Bank Dunia Ingatkan Utang di Negara Berkembang Sudah Membengkak

Restrukturisasi utang-utang juga menjadi lebih sulit dengan munculnya pemberi pinjaman negara baru, terutama Tiongkok, serta semakin banyaknya kreditor swasta.

oleh Natasha Khairunisa Amani diperbarui 14 Des 2023, 12:14 WIB
Logo Bank Dunia.

Liputan6.com, Jakarta Bank Dunia mengungkapkan bahwa negara-negara berkembang mengeluarkan dana sebesar USD 443 miliar atau setara Rp. 6,8 kuadriliun untuk pembayaran utang pada tahun 2022.

Dalam Laporan Utang Internasional, Bank Dunia mengingatkan bahwA situasi tersebut berisiko terjadinya krisis dan memicu stagnasi ekonomi.

Mengutip US News, Kamis (14/12/2023) pembayaran tersebut termasuk pokok dan bunga, meningkat lebih dari 5 persen dibandingkan tahun sebelumnya.

Negara-negara berkembang secara global mempunyai banyak utang selama dua dekade terakhir karena pertumbuhan ekonomi yang stabil dan suku bunga rendah.

Namun setelah dampak pandemi, perang di Eropa, dan lonjakan suku bunga, beban utang tersebut menjadi tidak dapat dipertahankan, terutama karena penguatan dolar AS mendorong inflasi dalam negeri lebih tinggi dan menguras cadangan devisa.

Restrukturisasi utang-utang juga menjadi lebih sulit dengan munculnya pemberi pinjaman negara baru, terutama Tiongkok, serta semakin banyaknya kreditor swasta.

Pengolahan kembali beban utang untuk beberapa negara saat ini, termasuk Zambia, Ghana dan Sri Lanka telah terhenti selama bertahun-tahun karena para kreditor berjuang untuk menyetujui persyaratan dalam proses yang didorong oleh Dana Moneter Internasional (IMF).

Bank Dunia memperingatkan bahwa meningkatnya pembayaran utang mengalihkan sumber daya dari bidang kesehatan, pendidikan, dan lingkungan.

"Tingkat utang yang sangat tinggi dan suku bunga yang tinggi telah menempatkan banyak negara di jalur menuju krisis,” kata Indermit Gill, kepala ekonom Bank Dunia.

"Setiap triwulan dimana suku bunga tetap tinggi menyebabkan semakin banyak negara berkembang yang tertekan,' bebernya.

 

 


Default

Teller menghitung lembaran mata uang dolar AS di penukaran mata uang, Jakarta, Kamis (13/4).
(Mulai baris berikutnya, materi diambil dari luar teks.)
PR #579, opened 2026-07-29
feat(mir-importer): materialize thin pointers in aggregate const values

Ayush7614:
## Summary

- Struct, tuple, and array **const** values whose thin pointer fields relocate to device statics are decoded via `MirGlobalAllocOp` per field (instead of rejecting the whole constant).
- Converts the former support-gap fixtures `error_struct_constant_provenance`, `error_tuple_constant_provenance`, and `error_tuple_array_provenance` into positive smoke examples.
- Enum constant pointer provenance and device-static **initializer** pointer relocations stay fail-closed (unchanged).

This closes the STATUS support-gaps for aggregate const thin-pointer fields. It does **not** claim that `static REF: &T = &TARGET` initializers work — that remains `error_static_initializer_provenance`.

## Test plan

- [x] `cargo test -p mir-importer` (880 passed + 1 ignored doctest)
- [x] `cargo oxide run struct_constant_provenance` (needs GPU / toolkit)
- [x] `cargo oxide run tuple_constant_provenance`
- [x] `cargo oxide run tuple_array_provenance`
- [x] Confirm `error_enum_constant_provenance` and `error_static_initializer_provenance` still fail closed


nihalpasham:
LGTM on the direction - after integration this is the shared machinery all the aggregate-provenance PRs route through. 

**Seven commits on top**; it needed some work:
- the fail-closed guards #581/#587 require: the scalar/default branch now rejects relocations in range, and a per-aggregate audit errors on any relocation no field consumed;
- bare arrays of structs/enums stay on the documented contract instead of silently expanding it (arrays nested inside struct constants keep working - they already did on main);
- a regression on zero-sized constants: function items and non-capturing closures are (empty) struct types with no ADT metadata, and the reworked decoders demanded ADT metadata before decoding, which broke `function_item_call` and `map_sum`. Both decoders now early-out to the ZST synthesis path;
- deleted the dead `build_const_from_bytes`, added the relocation-matching/addend/field-kind unit tests #581 asked for, and cleaned fmt/clippy, which failed as submitted.

**Verified on hardware:** 
- struct/tuple/array provenance examples pass, 
- the full example sweep is 177/177, 
- workspace tests green.

Merging as the top of the provenance stack; together with #582 and #588 

this closes #581 and #587.

nihalpasham (approved):

PR #797, opened 2026-08-11
docs(book): point the intrinsics guide at op files that exist

vyncint:
## The defect

`adding-new-intrinsics.md` — the page a new contributor follows to add an
intrinsic — tells them to define the `dialect-nvvm` op in:

- Stage 2: `crates/dialect-nvvm/src/ops/thread.rs`
- Stage 2 (second walkthrough): `crates/dialect-nvvm/src/ops/warp.rs`

**Neither file exists.**

Following the guide is worse than hitting a dead path, because both ops it uses
as examples are now *generated*. `read_ptx_sreg_tid_x` and `shfl_sync_bfly_i32`
are both entries in `intrinsics/catalog.json`, so `cuda-intrinsics-gen` emits
their ops into `crates/dialect-nvvm/src/ops/generated/` (`sreg.rs` and
`warp_shuffle.rs`), and every file there opens with:

```
// @generated by cuda-intrinsics-gen 0.1.0. DO NOT EDIT.
```

So a contributor either creates a file nothing includes, or hand-writes an op
into a generated file and loses it on the next generator run. Both failures are
quiet.

## The change

Stage 2 now names the seven modules that really are hand-written — `asm.rs`,
`atomic.rs`, `cluster.rs`, `debug.rs`, `grid.rs`, `memory.rs`, `wgmma.rs` — and
states the split plainly: ops described by the catalog are generated, bespoke
ops are not, and the example code shows the shape either kind takes. The second
occurrence cross-references the first rather than repeating it.

The example code itself is unchanged — it is still a correct illustration of an
op definition, which is what that section is teaching.

## Scope

Deliberately limited to correcting what is wrong. The generator workflow itself
— how to add a catalog entry and regenerate — **is not documented anywhere in
the book** (no page mentions `cuda-intrinsics-gen` or the catalog at all).
Writing that guide is a larger piece than this fix and probably wants your view
on the intended contributor path, so I have left it alone rather than inventing
one. Happy to follow up if you want it.

## Verification

- Every `crates/...` path this page names now resolves on disk (checked
  mechanically; it was these two that did not).
- Both example ops confirmed present in `intrinsics/catalog.json`, and
  `cuda-intrinsics-gen/src/generate.rs` confirmed to write to
  `crates/dialect-nvvm/src/ops/generated`.
- `sphinx-build -W --keep-going -b html`, as the book gate runs it: exit 0.


nihalpasham:
**Gist:** the guide pointed at op files that no longer exist. Since the catalog generator landed, `tid.x`-class ops are generated into `ops/generated/` and only bespoke ops are hand-written; following the old text either creates an orphan file that never registers or edits a DO-NOT-EDIT generated file. Both mistakes fail silently.

**Verified here:**
- all seven hand-written module paths and the generated split match main;
- book builds warning-free under the CI gate.

Merging. Please do file the follow-up issue for documenting the catalog workflow.

nihalpasham (approved):

PR #800, opened 2026-08-11
fix(mir-importer): lower DST size and alignment intrinsics

### LINKED ISSUE #799: Support `size_of_val` and `align_of_val` for slices and `str`
## Summary

Add MIR importer support for the Rust layout intrinsics:

* `core::intrinsics::size_of_val`
* `core::intrinsics::align_of_val`

for dynamically sized slices and `str`.

cuda-oxide already represents slice and `str` references as fat pointers carrying runtime metadata, but these layout intrinsics are not currently dispatched by `mir-importer`.

## Motivation

`core::mem::size_of_val` and `core::mem::align_of_val` are the stable interfaces used to query the runtime layout of dynamically sized values.

For slices, the expected semantics are:

```text
size_of_val(&[T])  = len * size_of::<T>()
align_of_val(&[T]) = align_of::<T>()
```

For `str`:

```text
size_of_val(str)  = UTF-8 byte length
align_of_val(str) = 1
```

The required metadata is already available in cuda-oxide's fat-pointer representation. Slice and `str` pointers are represented using the existing `MirSliceType`, and runtime slice length can already be extracted through the same metadata path used by `PtrMetadata`.

The missing piece is lowering the `size_of_val` and `align_of_val` intrinsics when they reach the MIR importer.

## Proposed implementation

Add a dedicated layout intrinsic handler in `mir-importer` that:

1. Recognizes `core::intrinsics::{size_of_val, align_of_val}` and their `std` paths.
2. Extracts slice/`str` metadata from the existing fat-pointer representation.
3. Lowers slice size as runtime length multiplied by the element size.
4. Lowers slice alignment to the element ABI alignment.
5. Lowers `str` size to its byte-length metadata.
6. Lowers `str` alignment to 1.
7. Stores the result through the existing projected-destination-aware intrinsic result path.

No new MIR dialect operations should be required.

## Scope

This issue covers:

* `[T]`
* `str`

Trait objects, extern DSTs, and arbitrary structs with unsized tails are out of scope.

## Regression coverage

Add a `dst_metadata` codegen example covering:

* `size_of_val` on `&[u32]`
* `align_of_val` on `&[u32]`
* `size_of_val` on `str`
* `align_of_val` on `str`

The `str` case should use a multibyte UTF-8 value so the test verifies byte metadata rather than character count.

For example:

```text
"oxide✓"
```

has 8 UTF-8 bytes, so:

```text
size_of_val("oxide✓") == 8
align_of_val("oxide✓") == 1
```

## Acceptance criteria

The example should pass with both the normal and non-optimized MIR pipelines:

```text
cargo oxide run dst_metadata
CUDA_OXIDE_NO_OPT=1 cargo oxide run dst_metadata
scripts/smoketest.sh -o '^dst_metadata$'
scripts/smoketest.sh --compile-only -o '^dst_metadata$'
cargo fmt --all -- --check
```

Expected runtime output:

```text
=== dst_metadata ===
PASS: size_of_val on &[u32]
PASS: align_of_val on &[u32]
PASS: size_of_val on str
PASS: align_of_val on str
PASS: dst_metadata
```

uurl:
Closes #799 

## Summary

Add `mir-importer` lowering for:

* `core::intrinsics::size_of_val`
* `core::intrinsics::align_of_val`

for slices and `str`.

The implementation reuses cuda-oxide's existing fat-pointer representation rather than introducing new DST machinery.

## Implementation

Add a dedicated layout intrinsic handler under:

```text
crates/mir-importer/src/translator/terminator/intrinsics/layout.rs
```

The handler recognizes the `core` and `std` intrinsic paths and lowers them using existing `dialect-mir` operations.

For slices:

```text
size_of_val(&[T])  = metadata_len * size_of::<T>()
align_of_val(&[T]) = align_of::<T>()
```

The runtime length is extracted from field 1 of the existing `MirSliceType` fat-pointer representation.

For `str`:

```text
size_of_val(str)  = metadata_len
align_of_val(str) = 1
```

`str` is already represented by cuda-oxide as the same fat-pointer shape as `[u8]`, so no type representation changes are required.

Intrinsic results are written using the existing projected-destination-aware result path.

## Regression coverage

Add the `dst_metadata` example with independent checks for:

* `size_of_val` on `&[u32]`
* `align_of_val` on `&[u32]`
* `size_of_val` on `str`
* `align_of_val` on `str`

The `str` test uses a multibyte UTF-8 string so the size check specifically verifies byte metadata.

```text
"oxide✓" -> 8 bytes
```

Expected runtime output:

```text
=== dst_metadata ===
PASS: size_of_val on &[u32]
PASS: align_of_val on &[u32]
PASS: size_of_val on str
PASS: align_of_val on str
PASS: dst_metadata
```

## Scope

This PR supports slices and `str`.

It intentionally does not add support for:

* trait-object DSTs
* extern DSTs
* arbitrary structs with unsized tails

Those require additional dynamic layout semantics and should be handled separately.

## Validation

```text
cargo oxide run dst_metadata
CUDA_OXIDE_NO_OPT=1 cargo oxide run dst_metadata
scripts/smoketest.sh -o '^dst_metadata$'
scripts/smoketest.sh --compile-only -o '^dst_metadata$'
cargo fmt --all -- --check
```

Results:

```text
cargo oxide run dst_metadata
PASS

CUDA_OXIDE_NO_OPT=1 cargo oxide run dst_metadata
PASS

scripts/smoketest.sh -o '^dst_metadata$'
Pass: 1 / 1
Fail: 0 / 1

scripts/smoketest.sh --compile-only -o '^dst_metadata$'
Pass: 1 / 1
Fail: 0 / 1
```

`mir-importer` unit tests and the existing debug smoketest also pass with this change.


nihalpasham:
**Gist:** the missing lowering, built the way it should be: the runtime length comes from the same fat-pointer field the `PtrMetadata` path already reads, results go through the projection-aware store, `str` is byte-length with align 1, and trait objects / unsized tails are cleanly rejected instead of miscompiled. Same formulas as rustc's own DST glue, at our layer.

- `dst_metadata` passes all four checks, optimized and `CUDA_OXIDE_NO_OPT=1` on a forced rebuild (PTX regeneration confirmed);
- `cargo test -p mir-importer` green.

Merging. This closes #799.

nihalpasham (approved):

PR #802, opened 2026-08-11
test(codegen): cover `Cell` and `UnsafeCell` interior mutability

### LINKED ISSUE #801: Add conformance coverage for `Cell` and `UnsafeCell` interior mutability
## Summary

Add device-side conformance coverage for the core interior-mutability paths exercised by:

* `Cell::get`
* `Cell::set`
* `Cell::replace`
* `UnsafeCell::get`

The relevant compiler machinery is already present in cuda-oxide. The missing piece is explicit end-to-end coverage showing that shared-reference projections, `UnsafeCell` raw-pointer access, and the resulting loads/stores behave correctly on the device.

## Motivation

`Cell<T>` is implemented on top of `UnsafeCell<T>` and allows mutation through a shared reference.

For the operations covered here, rustc ultimately lowers the behavior to ordinary MIR operations involving:

```text
shared reference
    -> field projection
    -> UnsafeCell<T>
    -> raw pointer
    -> load / store
```

In particular:

```rust
Cell::get
```

reads through `UnsafeCell::get()`,

```rust
Cell::set
```

delegates to `Cell::replace`, and

```rust
Cell::replace
```

uses `mem::replace` on the pointer obtained from the underlying `UnsafeCell`.

On the pinned toolchain, the relevant `mem::replace` operations are reduced before backend codegen to ordinary MIR reads and writes, so no dedicated `Cell` or `UnsafeCell` intrinsic lowering should be necessary.

cuda-oxide already uses `UnsafeCell` internally in device-side APIs such as constant-memory and atomic wrappers, but there is currently no focused conformance example covering the core `Cell` APIs themselves.

## Proposed coverage

Add an `interior_mutability` example with two independent device kernels.

### `Cell`

Use a struct containing guard fields around a `Cell<u32>`:

```rust
struct CellState {
    left_guard: u32,
    value: Cell<u32>,
    right_guard: u32,
}
```

Exercise through a shared reference:

```rust
Cell::get
Cell::set
Cell::replace
Cell::get
```

and verify both the returned values and that the adjacent guard fields remain unchanged.

This covers mutation through a projected field reached from a shared reference.

### `UnsafeCell`

Use a second struct containing an `UnsafeCell<u32>` surrounded by guard fields.

Obtain its raw pointer with:

```rust
UnsafeCell::get
```

then perform an explicit raw-pointer read, write, and readback on the device.

The guard fields should again remain unchanged.

## Scope

This issue covers only the low-level interior-mutability mechanisms needed for:

* `Cell::get`
* `Cell::set`
* `Cell::replace`
* `UnsafeCell::get`

It intentionally does not cover:

* `RefCell`
* borrow counters
* panic paths
* heap allocation
* `Rc` / `Arc`
* synchronization or atomic semantics

Those introduce additional MIR and runtime behavior outside this conformance lane.

## Acceptance criteria

The example should run successfully under both normal and low-MIR-optimization pipelines:

```text
cargo oxide run interior_mutability
CUDA_OXIDE_NO_OPT=1 cargo oxide run interior_mutability

scripts/smoketest.sh -o '^interior_mutability$'
scripts/smoketest.sh --compile-only -o '^interior_mutability$'
```

The standalone example should also pass:

```text
cargo fmt --all -- --check
```

Expected runtime output:

```text
=== interior_mutability ===
PASS: Cell::get
PASS: Cell::set
PASS: Cell::replace
PASS: Cell guard fields preserved
PASS: UnsafeCell::get raw-pointer read/write
PASS: UnsafeCell guard fields preserved
PASS: interior_mutability
```

uurl:
Closes #801 

## Summary

Add an `interior_mutability` codegen example covering device-side execution of:

* `Cell::get`
* `Cell::set`
* `Cell::replace`
* `UnsafeCell::get`

No compiler changes are required.

The example confirms that cuda-oxide already handles the underlying ordinary MIR paths for interior mutability, including shared-reference field projections, raw-pointer access through `UnsafeCell`, and loads/stores through those pointers.

## Coverage

The example contains two independent kernels.

### `Cell`

The kernel constructs a value with guard fields around a `Cell<u32>` and accesses the cell through a shared reference.

It verifies:

```text
initial get
set
get after set
replace return value
get after replace
```

and checks that the surrounding guard fields remain unchanged.

This exercises the path:

```text
&struct
  -> projected Cell field
  -> UnsafeCell
  -> raw pointer
  -> load / store
```

### `UnsafeCell`

A separate kernel constructs a struct containing an `UnsafeCell<u32>`, obtains the underlying pointer with `UnsafeCell::get`, and performs an explicit raw-pointer read/write/readback.

Adjacent guard fields are checked to ensure the projected mutation reaches only the intended field.

## Why no importer change is needed

`Cell` is implemented in `core` on top of `UnsafeCell`.

The relevant operations eventually become ordinary MIR memory operations rather than requiring dedicated backend intrinsics.

`Cell::replace` goes through `mem::replace`; on the pinned Rust toolchain its internal read/write intrinsics are lowered before backend codegen into ordinary MIR reads and assignments.

`UnsafeCell::get` itself is effectively a transparent pointer conversion.

The successful device execution therefore confirms the existing MIR importer and lowering paths rather than introducing a new special case.

## Scope

This PR intentionally covers only:

```text
Cell::get
Cell::set
Cell::replace
UnsafeCell::get
```

It does not add coverage for `RefCell`, allocation-backed interior mutability, synchronization, or atomic behavior.

## Validation

Both optimized and low-MIR-opt executions pass:

```text
cargo oxide run interior_mutability
CUDA_OXIDE_NO_OPT=1 cargo oxide run interior_mutability
```

Runtime result:

```text
=== interior_mutability ===
PASS: Cell::get
PASS: Cell::set
PASS: Cell::replace
PASS: Cell guard fields preserved
PASS: UnsafeCell::get raw-pointer read/write
PASS: UnsafeCell guard fields preserved
PASS: interior_mutability
```

Scoped smoketests:

```text
scripts/smoketest.sh -o '^interior_mutability$'

Pass:    1 / 1
Fail:    0 / 1
```

```text
scripts/smoketest.sh --compile-only -o '^interior_mutability$'

Pass:    1 / 1
Fail:    0 / 1
```

The standalone example also passes:

```text
cargo fmt --all -- --check
```

and repository-level formatting/diff checks are clean.


nihalpasham:
**Gist:** first device-side coverage for interior mutability, and well built: guard fields on both sides catch wrong-offset writes, the runtime seed keeps everything out of const-folding, and zero compiler changes needed is itself the finding: the existing projection path is correct, and now it's gated.

- all seven PASS lines on the optimized run;
- same with `CUDA_OXIDE_NO_OPT=1` on a forced rebuild;
- joins the standard smoketest category automatically.

Merging. This closes #801.

nihalpasham (approved):

PR #803, opened 2026-08-11
ci: guard the book's CLI command reference against subcommand drift

vyncint:
The follow-up you offered on #794 — *"Happy to take the drift guard as a
follow-up if you are up for it."*

## Why

#794 added the Command reference table because the book documented 11 of the
CLI's 15 subcommands; `test`, `fmt`, `update` and `emit-ltoir` appeared nowhere.
Nothing stops it falling behind again: adding a variant to the clap enum is a
one-line change, and no build compares the two.

`scripts/check-cli-doc-coverage.sh` compares the `Commands` enum in
`crates/cargo-oxide/src/main.rs` against the rows under `### Command reference`,
**in both directions**. A missing row is the common case; a row for a command
that no longer exists is worse, because a reader trusts it and gets
`unrecognized subcommand`.

## Design choices

**Subcommands come from the enum, not from `cargo oxide --help`.** The enum is
the definition, reading it needs no cargo and no build, and it keeps this guard
in the same source-only class as its siblings — a guard that needed a backend
build to answer a documentation question would not get run. I cross-checked the
parse against the built binary: both report the same **15** commands, zero
disagreement.

**Not required to appear:** anything carrying `hide = true`
(`__materializer-provenance` today) and clap's generated `help`, which is not in
the enum at all, so reading the enum excludes it without a special case.

**Descriptions are out of scope.** clap's short help is a variant's doc-comment
first line, while the table's cells deliberately add MyST backticks around names
like `cuda-gdb` and `setup`; comparing them literally would fail on correct
prose, and normalising invites the brittleness the guard exists to avoid.

## A defect found while wiring it up

`check-guards` was running **five of the seven** guards. The `crate-inventory`
and `toolchain-pin-parity` jobs went into `status-guard.yml` in #793 and #790
**without being added to the recipe**, so `just check` could pass while
status-guard failed — precisely the drift #729 and #788 built that recipe to
prevent. That was my omission in those two PRs. All three are in now, and the
stale counts in its comment ("the status-guard pair", "two of the four") are
corrected. Every `scripts/check-*.sh` is now referenced by both the Justfile and
a workflow.

## Verification

Clean tree:

```
OK: cuda-oxide-book/getting-started/installation.md documents all 15
`cargo oxide` subcommands (1 hidden one(s) correctly excluded).
```

Seven mutations, each failing and naming the cause:

| mutation | caught as |
|---|---|
| new visible subcommand added to the enum | `profile` |
| row deleted from the table | `emit-ltoir` |
| table lists a command that does not exist | `benchmark (no such subcommand)` |
| table documents the hidden command | `__materializer-provenance (hidden from --help)` |
| subcommand renamed (`Doctor` → `Diagnose`) | `diagnose` |
| book section heading renamed | parse self-test |
| `enum Commands` renamed | parse self-test |

The fourth case initially **passed** — my row pattern was `[a-z][a-z0-9-]*`, so a
`__`-prefixed name never matched and the hidden-command branch was unreachable
dead code. Widened to `[a-z_][a-z0-9_-]*`, with a comment on why the underscore
is deliberate.

`just check-guards` green end to end (exit 0, all eight legs), and
`status-guard.yml` parses as YAML with five jobs.

No Rust changed, so `cargo fmt` / `clippy` are untouched by this.

### DIFF
--- a/.github/workflows/status-guard.yml
+++ b/.github/workflows/status-guard.yml
@@ -76,3 +76,19 @@ jobs:
       # Reads sources only: no rustup, no cargo, no CUDA toolkit.
       - name: Verify every copy of the toolchain pin agrees
         run: bash scripts/check-toolchain-parity.sh
+
+  # The book's Command reference is the only complete list of the CLI surface in
+  # the docs, and adding a subcommand to the clap enum is a one-line change that
+  # leaves it silently short -- `test`, `fmt`, `update` and `emit-ltoir` were all
+  # missing when that table was written (#794).
+  cli-doc-coverage:
+    name: CLI command reference
+    runs-on: ubuntu-latest
+    timeout-minutes: 5
+    steps:
+      - name: Clone repository
+        uses: actions/checkout@v4
+
+      # Reads the clap enum and the book: no cargo, no build, no network.
+      - name: Verify the book documents every cargo oxide subcommand
+        run: bash scripts/check-cli-doc-coverage.sh
--- a/Justfile
+++ b/Justfile
@@ -125,19 +125,26 @@ smoketest *args:
 check-errors:
     scripts/check-error-example-status.sh
 
-# The status-guard pair (error* examples in STATUS.md, and the smoketest
-# example contract) plus all three cargo-deny jobs: `cargo deny check` enforces
+# Every status-guard job (error* examples in STATUS.md, the smoketest example
+# contract, the README crate inventory, toolchain-pin parity, and the book's CLI
+# command reference) plus all three cargo-deny jobs: `cargo deny check` enforces
 # deny.toml over the root workspace's resolved graph, the license inventory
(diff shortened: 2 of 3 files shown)


nihalpasham:
**Gist:** the command table gets enforcement in both directions (missing row, phantom row), with loud parse self-tests and count floors so a restructured source fails instead of silently matching nothing. Also fixes real drift: `just check-guards` had quietly stopped running two of CI's guards.

**Verified here:**
- re-derived the regex parse independently against main: 15 visible subcommands, 15 table rows, both directions match, hidden command excluded;
- full eight-leg `just check-guards` green.

Merging. One follow-up worth a line: the variant regex skips tuple variants (none exist today); extending it closes the one silent hole.

nihalpasham (approved):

Bank Dunia memandang nilai tukar rupiah menjadi salah satu mata uang yang cukup stabil dibandingkan dengan mata uang lain. (Liputan6.com/Angga Yuniar)

Bank Dunia mencatat, sekitar 60 persen negara-negara berpendapatan rendah berada pada risiko tinggi atau sudah mengalami kesulitan utang.

Selama tiga tahun terakhir, terdapat 18 negara mengalami gagal bayar (default) di 10 negara berkembang, lebih banyak dari total yang terjadi dalam dua dekade sebelumnya.

Adapun 75 negara termiskin yang berhak menerima pembiayaan dan hibah berbunga rendah dan tanpa bunga dari Asosiasi Pembangunan Internasional Bank Dunia – membayar utang sebesar USD 88,9 miliar untuk membayar utang mereka pada tahun 2022.

Pembayaran bunga oleh negara-negara tersebut meningkat empat kali lipat selama dekade terakhir menjadi USD 23,6 miliar.